Start of Data

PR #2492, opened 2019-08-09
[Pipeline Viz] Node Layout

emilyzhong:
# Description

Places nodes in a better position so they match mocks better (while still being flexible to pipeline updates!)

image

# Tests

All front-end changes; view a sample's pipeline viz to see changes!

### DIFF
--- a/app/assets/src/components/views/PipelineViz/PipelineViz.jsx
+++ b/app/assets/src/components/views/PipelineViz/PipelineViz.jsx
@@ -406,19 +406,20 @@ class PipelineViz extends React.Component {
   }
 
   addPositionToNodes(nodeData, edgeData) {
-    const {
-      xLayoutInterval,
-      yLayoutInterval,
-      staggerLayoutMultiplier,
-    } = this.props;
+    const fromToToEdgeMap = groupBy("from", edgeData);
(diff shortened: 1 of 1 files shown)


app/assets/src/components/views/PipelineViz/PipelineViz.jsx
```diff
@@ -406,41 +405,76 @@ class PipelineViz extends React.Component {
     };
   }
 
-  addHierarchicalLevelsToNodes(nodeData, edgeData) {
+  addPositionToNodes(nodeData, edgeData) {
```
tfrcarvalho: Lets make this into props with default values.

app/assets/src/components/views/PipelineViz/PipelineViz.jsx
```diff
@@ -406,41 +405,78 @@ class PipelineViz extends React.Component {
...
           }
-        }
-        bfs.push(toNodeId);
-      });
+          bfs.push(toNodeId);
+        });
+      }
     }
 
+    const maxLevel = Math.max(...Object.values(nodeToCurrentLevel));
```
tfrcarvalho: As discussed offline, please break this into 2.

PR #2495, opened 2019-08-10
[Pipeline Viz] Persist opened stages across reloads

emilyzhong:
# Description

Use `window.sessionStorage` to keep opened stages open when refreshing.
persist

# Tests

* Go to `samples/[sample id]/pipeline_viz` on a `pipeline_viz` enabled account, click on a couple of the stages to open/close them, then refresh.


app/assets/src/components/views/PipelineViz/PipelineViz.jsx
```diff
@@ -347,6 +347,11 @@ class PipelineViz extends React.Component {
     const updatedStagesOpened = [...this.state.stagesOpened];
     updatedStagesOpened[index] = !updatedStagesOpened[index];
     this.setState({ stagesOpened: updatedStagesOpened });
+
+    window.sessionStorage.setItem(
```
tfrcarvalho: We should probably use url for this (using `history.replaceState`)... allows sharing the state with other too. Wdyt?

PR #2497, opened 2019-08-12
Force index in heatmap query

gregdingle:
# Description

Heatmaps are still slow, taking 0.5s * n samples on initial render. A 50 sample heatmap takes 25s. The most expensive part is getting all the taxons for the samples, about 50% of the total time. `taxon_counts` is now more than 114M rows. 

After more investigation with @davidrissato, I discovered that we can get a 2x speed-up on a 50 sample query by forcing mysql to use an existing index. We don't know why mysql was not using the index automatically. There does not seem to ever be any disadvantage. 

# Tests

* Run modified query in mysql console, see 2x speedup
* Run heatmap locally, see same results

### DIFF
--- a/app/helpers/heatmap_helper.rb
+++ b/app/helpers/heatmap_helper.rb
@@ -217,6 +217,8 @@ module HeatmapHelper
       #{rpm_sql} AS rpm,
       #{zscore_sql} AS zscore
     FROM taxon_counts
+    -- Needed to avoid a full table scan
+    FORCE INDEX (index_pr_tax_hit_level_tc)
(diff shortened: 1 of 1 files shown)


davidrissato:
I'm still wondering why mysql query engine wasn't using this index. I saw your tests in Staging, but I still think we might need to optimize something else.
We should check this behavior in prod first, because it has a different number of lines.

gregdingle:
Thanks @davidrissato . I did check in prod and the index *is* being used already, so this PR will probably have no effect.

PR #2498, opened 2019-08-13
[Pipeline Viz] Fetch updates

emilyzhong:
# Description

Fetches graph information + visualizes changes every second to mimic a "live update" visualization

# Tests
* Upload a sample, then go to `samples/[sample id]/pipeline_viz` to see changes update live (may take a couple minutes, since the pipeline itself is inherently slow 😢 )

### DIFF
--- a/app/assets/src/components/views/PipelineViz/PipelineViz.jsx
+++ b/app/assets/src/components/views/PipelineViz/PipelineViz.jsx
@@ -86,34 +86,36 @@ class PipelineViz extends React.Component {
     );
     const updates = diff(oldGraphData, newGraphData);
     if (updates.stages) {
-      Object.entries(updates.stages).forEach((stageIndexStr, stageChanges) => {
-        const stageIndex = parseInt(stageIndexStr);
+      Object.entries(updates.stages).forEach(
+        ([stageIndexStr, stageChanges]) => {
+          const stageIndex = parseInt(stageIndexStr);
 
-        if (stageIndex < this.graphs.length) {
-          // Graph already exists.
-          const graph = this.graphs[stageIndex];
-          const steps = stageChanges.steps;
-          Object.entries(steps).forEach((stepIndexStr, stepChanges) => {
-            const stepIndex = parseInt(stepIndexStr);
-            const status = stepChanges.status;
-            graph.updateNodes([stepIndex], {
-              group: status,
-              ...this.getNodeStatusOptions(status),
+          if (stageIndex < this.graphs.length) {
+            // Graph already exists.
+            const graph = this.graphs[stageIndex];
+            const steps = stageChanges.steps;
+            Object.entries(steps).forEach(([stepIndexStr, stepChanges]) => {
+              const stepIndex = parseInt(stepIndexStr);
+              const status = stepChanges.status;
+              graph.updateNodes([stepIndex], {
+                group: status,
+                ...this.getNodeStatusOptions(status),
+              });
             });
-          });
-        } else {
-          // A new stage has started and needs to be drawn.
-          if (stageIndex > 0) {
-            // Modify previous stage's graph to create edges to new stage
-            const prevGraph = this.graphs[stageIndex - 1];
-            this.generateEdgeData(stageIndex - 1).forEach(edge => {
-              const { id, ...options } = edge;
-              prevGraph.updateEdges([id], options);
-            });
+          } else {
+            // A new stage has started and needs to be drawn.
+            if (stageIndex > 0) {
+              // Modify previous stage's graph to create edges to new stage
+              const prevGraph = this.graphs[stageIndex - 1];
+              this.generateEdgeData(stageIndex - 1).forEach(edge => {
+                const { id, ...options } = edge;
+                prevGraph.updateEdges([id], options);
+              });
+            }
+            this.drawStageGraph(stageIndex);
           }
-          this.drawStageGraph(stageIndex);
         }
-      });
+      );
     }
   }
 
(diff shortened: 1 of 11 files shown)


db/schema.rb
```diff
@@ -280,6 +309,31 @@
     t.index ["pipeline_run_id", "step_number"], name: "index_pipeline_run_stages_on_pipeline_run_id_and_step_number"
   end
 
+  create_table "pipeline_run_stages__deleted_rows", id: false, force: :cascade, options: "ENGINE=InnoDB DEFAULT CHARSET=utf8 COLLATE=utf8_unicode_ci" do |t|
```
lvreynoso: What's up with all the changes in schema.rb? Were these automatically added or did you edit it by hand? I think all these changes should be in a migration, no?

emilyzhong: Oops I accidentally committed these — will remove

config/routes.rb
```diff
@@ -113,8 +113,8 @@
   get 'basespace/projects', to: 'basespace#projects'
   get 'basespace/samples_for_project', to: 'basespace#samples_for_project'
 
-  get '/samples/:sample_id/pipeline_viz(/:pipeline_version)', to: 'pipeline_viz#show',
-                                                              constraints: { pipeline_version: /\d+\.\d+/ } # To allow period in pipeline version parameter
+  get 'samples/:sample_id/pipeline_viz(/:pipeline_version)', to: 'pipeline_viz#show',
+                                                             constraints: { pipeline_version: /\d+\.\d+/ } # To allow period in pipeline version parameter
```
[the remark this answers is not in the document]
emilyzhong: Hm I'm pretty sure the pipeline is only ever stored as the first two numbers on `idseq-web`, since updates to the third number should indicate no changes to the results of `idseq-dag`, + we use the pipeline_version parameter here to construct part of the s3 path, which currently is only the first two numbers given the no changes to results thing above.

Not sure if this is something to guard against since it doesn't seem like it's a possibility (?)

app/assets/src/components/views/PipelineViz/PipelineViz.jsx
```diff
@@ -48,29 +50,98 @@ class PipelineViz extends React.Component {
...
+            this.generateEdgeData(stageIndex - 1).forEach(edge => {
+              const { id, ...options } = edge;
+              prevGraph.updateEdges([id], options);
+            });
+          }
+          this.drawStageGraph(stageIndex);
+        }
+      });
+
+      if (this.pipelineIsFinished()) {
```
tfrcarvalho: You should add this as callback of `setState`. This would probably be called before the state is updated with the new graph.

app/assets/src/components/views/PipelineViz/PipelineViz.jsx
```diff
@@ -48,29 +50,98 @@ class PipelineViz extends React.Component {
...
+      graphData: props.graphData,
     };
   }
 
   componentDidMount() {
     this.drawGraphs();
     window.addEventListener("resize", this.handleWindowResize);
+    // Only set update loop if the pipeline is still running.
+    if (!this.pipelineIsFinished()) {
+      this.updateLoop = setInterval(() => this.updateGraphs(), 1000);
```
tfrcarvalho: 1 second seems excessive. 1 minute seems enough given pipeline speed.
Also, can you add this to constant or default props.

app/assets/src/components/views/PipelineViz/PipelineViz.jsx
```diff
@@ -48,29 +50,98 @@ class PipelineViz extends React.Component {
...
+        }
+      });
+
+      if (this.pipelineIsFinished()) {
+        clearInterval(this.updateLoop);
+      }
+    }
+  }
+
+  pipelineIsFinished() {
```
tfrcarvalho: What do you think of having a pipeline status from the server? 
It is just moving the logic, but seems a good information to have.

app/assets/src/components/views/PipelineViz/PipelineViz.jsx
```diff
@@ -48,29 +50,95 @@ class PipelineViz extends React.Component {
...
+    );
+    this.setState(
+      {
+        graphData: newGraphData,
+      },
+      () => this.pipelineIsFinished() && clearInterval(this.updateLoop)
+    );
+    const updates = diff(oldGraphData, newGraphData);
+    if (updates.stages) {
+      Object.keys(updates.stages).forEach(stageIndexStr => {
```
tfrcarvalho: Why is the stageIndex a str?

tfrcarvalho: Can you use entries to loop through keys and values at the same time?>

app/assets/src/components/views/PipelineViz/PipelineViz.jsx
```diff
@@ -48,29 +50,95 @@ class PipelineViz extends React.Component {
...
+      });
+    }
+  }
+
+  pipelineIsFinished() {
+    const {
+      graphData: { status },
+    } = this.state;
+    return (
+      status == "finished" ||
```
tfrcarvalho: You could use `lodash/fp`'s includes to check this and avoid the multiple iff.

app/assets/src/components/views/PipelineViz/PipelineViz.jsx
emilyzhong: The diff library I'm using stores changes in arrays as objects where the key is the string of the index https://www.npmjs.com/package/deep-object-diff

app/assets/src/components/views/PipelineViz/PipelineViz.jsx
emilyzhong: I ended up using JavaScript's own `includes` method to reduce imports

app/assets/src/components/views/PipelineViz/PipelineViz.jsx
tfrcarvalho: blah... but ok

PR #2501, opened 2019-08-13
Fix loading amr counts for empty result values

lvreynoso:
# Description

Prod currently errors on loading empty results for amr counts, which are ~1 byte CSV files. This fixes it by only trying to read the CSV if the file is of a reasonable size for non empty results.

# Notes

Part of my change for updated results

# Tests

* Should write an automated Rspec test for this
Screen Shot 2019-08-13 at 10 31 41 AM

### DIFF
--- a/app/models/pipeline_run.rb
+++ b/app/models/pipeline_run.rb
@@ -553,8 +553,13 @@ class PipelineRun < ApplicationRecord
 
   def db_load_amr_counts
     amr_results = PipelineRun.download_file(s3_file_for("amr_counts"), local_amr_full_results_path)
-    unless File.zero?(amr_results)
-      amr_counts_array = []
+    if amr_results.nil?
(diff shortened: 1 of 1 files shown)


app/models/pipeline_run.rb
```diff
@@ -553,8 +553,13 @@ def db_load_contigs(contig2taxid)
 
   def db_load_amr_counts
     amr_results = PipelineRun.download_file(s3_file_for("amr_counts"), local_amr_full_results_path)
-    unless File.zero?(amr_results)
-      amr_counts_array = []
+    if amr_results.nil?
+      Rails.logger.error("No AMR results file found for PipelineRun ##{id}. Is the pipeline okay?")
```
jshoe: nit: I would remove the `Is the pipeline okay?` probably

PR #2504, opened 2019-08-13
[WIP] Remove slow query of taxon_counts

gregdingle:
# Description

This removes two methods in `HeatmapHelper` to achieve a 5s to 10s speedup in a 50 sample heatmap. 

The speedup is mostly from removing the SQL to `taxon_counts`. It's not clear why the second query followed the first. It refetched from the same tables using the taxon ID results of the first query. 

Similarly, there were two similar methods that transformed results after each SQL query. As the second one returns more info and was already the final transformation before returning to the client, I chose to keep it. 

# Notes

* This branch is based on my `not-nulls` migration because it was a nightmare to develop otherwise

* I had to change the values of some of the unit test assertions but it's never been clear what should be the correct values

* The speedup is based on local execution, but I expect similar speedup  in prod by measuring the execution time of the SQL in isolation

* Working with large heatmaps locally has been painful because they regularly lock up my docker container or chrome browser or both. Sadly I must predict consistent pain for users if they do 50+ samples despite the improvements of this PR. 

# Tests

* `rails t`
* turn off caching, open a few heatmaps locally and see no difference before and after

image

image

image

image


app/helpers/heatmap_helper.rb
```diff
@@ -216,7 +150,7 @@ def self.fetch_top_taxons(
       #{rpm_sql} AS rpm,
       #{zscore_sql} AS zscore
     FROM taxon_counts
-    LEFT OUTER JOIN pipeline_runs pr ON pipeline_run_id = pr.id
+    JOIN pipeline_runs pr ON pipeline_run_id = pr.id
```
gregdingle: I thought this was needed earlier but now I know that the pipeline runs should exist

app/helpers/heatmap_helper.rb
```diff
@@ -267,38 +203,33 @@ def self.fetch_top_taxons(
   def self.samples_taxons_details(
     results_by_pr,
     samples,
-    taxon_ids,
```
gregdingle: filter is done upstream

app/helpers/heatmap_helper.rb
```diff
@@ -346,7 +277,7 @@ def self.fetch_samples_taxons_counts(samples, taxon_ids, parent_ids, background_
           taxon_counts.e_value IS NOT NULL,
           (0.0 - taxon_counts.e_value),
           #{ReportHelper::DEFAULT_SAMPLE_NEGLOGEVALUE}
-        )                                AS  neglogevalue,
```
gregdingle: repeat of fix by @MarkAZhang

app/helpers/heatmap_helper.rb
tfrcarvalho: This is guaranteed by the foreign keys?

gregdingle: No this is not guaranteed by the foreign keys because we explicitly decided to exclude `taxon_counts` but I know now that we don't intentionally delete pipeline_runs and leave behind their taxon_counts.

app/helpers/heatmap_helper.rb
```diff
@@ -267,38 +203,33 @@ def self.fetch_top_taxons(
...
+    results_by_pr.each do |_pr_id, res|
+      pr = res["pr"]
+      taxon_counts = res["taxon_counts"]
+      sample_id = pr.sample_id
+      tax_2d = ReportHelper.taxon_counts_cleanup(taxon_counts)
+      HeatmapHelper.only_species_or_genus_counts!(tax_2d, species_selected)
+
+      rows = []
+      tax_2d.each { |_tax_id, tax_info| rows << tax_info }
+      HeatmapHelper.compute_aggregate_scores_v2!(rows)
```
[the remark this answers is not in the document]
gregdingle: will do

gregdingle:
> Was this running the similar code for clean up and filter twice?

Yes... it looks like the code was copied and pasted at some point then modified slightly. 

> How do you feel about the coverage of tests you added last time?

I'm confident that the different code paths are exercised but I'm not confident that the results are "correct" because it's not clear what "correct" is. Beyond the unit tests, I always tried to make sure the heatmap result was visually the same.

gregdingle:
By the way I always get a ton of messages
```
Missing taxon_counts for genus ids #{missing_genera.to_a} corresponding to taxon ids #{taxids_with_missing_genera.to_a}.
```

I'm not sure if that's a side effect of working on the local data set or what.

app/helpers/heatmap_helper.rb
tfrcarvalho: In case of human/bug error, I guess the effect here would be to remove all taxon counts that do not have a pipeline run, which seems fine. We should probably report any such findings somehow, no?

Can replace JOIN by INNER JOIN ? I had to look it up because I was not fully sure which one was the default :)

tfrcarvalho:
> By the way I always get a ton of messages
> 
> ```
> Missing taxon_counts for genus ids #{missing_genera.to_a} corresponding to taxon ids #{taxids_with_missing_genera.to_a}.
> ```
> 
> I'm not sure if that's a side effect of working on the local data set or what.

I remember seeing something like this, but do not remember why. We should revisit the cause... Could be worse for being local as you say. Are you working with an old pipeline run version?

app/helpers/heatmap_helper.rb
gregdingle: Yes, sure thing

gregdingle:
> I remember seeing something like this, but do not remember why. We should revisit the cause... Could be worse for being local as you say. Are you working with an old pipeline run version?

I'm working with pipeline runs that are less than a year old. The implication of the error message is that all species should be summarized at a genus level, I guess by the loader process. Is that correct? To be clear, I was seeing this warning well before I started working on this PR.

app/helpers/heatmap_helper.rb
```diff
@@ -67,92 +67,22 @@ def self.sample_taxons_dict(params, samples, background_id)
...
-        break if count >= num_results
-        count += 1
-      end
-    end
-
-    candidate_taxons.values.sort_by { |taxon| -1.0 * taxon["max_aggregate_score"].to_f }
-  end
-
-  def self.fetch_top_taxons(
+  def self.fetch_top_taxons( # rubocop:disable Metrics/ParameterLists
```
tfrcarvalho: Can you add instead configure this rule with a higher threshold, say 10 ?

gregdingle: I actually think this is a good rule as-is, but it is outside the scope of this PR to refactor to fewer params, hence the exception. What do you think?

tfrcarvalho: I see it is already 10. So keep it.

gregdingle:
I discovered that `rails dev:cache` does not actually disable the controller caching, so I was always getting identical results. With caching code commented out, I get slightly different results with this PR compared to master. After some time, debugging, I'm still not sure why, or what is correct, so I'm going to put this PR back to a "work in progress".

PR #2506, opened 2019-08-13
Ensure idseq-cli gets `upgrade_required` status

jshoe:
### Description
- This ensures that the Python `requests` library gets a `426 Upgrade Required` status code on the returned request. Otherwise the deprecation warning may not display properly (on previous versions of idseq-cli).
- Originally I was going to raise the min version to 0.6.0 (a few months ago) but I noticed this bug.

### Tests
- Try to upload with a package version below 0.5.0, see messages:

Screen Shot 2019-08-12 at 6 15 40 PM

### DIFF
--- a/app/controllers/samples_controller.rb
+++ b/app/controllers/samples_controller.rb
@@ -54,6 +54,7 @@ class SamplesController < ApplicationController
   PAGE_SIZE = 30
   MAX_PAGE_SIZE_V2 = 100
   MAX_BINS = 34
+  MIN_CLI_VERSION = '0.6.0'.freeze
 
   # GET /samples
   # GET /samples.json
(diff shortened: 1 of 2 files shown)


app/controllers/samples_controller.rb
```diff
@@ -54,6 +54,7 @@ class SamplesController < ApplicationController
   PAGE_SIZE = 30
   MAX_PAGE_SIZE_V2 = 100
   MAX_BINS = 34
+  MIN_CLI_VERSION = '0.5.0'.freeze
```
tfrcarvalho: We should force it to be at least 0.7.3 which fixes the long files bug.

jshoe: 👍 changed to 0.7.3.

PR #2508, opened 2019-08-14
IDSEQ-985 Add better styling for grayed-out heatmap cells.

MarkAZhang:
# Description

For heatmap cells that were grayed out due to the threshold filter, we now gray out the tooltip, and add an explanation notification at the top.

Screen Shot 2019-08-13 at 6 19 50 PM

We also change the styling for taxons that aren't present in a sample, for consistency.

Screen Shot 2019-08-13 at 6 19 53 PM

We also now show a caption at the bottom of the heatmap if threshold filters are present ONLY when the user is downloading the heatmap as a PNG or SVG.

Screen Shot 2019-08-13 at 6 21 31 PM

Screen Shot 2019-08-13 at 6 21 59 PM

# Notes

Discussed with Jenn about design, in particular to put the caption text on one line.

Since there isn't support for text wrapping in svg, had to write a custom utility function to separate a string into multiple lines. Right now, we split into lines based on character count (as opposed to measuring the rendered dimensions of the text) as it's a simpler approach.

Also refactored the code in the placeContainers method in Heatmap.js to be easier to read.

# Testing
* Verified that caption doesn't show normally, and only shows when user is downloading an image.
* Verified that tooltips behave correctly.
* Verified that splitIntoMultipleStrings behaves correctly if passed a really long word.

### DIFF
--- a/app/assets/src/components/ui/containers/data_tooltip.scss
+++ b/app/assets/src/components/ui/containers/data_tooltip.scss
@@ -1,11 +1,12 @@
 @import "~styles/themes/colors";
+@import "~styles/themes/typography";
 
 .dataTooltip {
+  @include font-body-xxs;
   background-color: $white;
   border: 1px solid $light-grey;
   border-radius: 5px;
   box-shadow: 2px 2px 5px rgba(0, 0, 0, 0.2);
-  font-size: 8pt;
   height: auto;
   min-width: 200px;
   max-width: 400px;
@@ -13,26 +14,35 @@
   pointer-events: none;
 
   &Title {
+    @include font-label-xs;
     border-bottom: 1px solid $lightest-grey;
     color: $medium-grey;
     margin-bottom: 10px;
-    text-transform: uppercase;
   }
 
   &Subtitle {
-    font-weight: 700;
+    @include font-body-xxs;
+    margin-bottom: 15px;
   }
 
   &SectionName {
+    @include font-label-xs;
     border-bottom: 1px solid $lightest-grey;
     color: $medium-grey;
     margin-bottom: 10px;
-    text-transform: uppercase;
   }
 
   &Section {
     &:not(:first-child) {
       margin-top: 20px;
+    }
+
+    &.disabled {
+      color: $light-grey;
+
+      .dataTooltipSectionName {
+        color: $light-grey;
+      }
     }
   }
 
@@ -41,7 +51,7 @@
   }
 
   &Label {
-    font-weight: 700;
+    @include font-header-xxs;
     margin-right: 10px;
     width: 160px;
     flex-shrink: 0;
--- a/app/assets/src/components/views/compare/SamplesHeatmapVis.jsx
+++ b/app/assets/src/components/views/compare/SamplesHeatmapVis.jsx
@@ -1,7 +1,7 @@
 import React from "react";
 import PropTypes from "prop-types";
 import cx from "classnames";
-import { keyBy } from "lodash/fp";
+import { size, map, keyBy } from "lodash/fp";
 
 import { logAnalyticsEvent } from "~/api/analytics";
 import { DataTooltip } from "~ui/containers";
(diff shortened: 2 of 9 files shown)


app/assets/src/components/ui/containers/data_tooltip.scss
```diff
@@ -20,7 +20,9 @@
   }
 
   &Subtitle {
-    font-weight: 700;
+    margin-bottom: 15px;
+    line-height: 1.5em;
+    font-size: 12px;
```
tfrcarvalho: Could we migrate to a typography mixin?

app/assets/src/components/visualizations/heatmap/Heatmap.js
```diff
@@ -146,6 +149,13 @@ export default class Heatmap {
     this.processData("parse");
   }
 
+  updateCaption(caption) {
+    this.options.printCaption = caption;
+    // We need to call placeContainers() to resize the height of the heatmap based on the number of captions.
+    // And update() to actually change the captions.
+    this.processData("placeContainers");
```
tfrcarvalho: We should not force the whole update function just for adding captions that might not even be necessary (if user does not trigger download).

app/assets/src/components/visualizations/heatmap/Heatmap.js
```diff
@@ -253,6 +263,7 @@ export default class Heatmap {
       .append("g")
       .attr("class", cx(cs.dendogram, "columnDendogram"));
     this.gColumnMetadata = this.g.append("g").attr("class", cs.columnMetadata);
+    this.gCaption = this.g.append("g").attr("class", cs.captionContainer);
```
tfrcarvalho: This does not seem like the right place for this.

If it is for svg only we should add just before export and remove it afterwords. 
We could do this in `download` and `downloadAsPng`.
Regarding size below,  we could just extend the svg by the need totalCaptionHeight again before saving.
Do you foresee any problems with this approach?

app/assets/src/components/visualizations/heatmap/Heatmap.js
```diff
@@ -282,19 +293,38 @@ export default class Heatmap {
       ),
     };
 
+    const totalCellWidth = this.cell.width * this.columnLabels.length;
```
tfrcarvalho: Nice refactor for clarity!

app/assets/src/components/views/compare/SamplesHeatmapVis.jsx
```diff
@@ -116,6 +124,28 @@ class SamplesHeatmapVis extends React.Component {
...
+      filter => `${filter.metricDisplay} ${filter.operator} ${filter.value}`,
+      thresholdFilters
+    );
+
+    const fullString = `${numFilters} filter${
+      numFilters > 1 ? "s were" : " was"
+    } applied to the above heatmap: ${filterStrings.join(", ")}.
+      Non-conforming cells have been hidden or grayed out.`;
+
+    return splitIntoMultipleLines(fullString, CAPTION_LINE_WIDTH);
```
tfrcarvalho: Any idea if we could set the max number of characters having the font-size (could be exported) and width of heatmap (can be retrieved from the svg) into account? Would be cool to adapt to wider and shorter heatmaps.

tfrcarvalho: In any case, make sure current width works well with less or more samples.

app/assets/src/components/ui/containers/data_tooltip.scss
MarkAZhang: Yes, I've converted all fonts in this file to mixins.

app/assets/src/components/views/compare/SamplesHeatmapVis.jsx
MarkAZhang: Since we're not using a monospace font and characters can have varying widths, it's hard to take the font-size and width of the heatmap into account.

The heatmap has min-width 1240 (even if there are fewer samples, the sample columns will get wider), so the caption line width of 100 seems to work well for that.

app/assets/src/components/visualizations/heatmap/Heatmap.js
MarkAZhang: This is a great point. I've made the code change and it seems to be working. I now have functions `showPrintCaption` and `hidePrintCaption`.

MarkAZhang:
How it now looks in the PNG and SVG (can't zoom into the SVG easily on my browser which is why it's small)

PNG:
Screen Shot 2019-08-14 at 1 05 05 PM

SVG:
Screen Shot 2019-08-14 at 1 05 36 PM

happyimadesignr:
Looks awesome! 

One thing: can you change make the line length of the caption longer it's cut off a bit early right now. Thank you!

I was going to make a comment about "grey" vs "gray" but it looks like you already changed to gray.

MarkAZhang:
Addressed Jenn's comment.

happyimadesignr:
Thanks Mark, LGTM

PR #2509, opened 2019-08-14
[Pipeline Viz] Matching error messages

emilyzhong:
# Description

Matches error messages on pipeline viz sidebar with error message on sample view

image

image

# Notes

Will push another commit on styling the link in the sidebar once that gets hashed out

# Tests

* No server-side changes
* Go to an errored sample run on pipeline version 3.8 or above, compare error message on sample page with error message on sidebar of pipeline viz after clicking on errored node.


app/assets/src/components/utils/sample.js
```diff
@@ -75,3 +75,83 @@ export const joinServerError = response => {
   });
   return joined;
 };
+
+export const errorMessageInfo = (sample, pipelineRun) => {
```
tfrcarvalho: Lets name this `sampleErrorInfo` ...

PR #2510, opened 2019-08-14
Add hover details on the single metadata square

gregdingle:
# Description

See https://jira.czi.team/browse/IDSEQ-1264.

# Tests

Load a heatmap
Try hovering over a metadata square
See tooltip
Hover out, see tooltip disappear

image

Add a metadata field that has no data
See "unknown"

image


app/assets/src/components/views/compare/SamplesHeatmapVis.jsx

End of Data

Exercise instructions: Every line in the listing that holds "Missing" belongs in the answer.

Final answer:
Missing taxon_counts for genus ids #{missing_genera.to_a} corresponding to taxon ids #{taxids_with_missing_genera.to_a}.
> Missing taxon_counts for genus ids #{missing_genera.to_a} corresponding to taxon ids #{taxids_with_missing_genera.to_a}.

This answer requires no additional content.